» **TASK BRIEF**: Reproduce the data that follows in its entirety, character for character.

» **Dataset entries**:
★ ★ ★

PR #633, opened 2021-07-29
FluentThemeProvider prop 'applyTo' exposed. Fix dark theme on IphoneSE.

mgamis-msft:
# What

FluentThemeProvider prop 'applyTo' exposed to give option on scope of theme application. This allows us to fix bug https://skype.visualstudio.com/SPOOL/_workitems/edit/2525645.

# Why

For bug: https://skype.visualstudio.com/SPOOL/_workitems/edit/2525645

# How Tested

Manual testing.
IPhoneSE view on Chrome.
image

# Process & policy checklist

### DIFF
--- a/packages/react-components/src/theming/FluentThemeProvider.tsx
+++ b/packages/react-components/src/theming/FluentThemeProvider.tsx
@@ -14,6 +14,15 @@ export interface FluentThemeProviderProps {
   children: React.ReactNode;
   /** Theme for components. Defaults to a light theme if not provided. */
   fluentTheme?: PartialTheme | Theme;
+  /**
+   * Defines where body-related theme is applied to.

★ ★ ★

» **ANSWER TO THIS TASK**:
PR #633, opened 2021-07-29
FluentThemeProvider prop 'applyTo' exposed. Fix dark theme on IphoneSE.

mgamis-msft:
# What

FluentThemeProvider prop 'applyTo' exposed to give option on scope of theme application. This allows us to fix bug https://skype.visualstudio.com/SPOOL/_workitems/edit/2525645.

# Why

For bug: https://skype.visualstudio.com/SPOOL/_workitems/edit/2525645

# How Tested

Manual testing.
IPhoneSE view on Chrome.
image

# Process & policy checklist

### DIFF
--- a/packages/react-components/src/theming/FluentThemeProvider.tsx
+++ b/packages/react-components/src/theming/FluentThemeProvider.tsx
@@ -14,6 +14,15 @@ export interface FluentThemeProviderProps {
   children: React.ReactNode;
   /** Theme for components. Defaults to a light theme if not provided. */
   fluentTheme?: PartialTheme | Theme;
+  /**
+   * Defines where body-related theme is applied to.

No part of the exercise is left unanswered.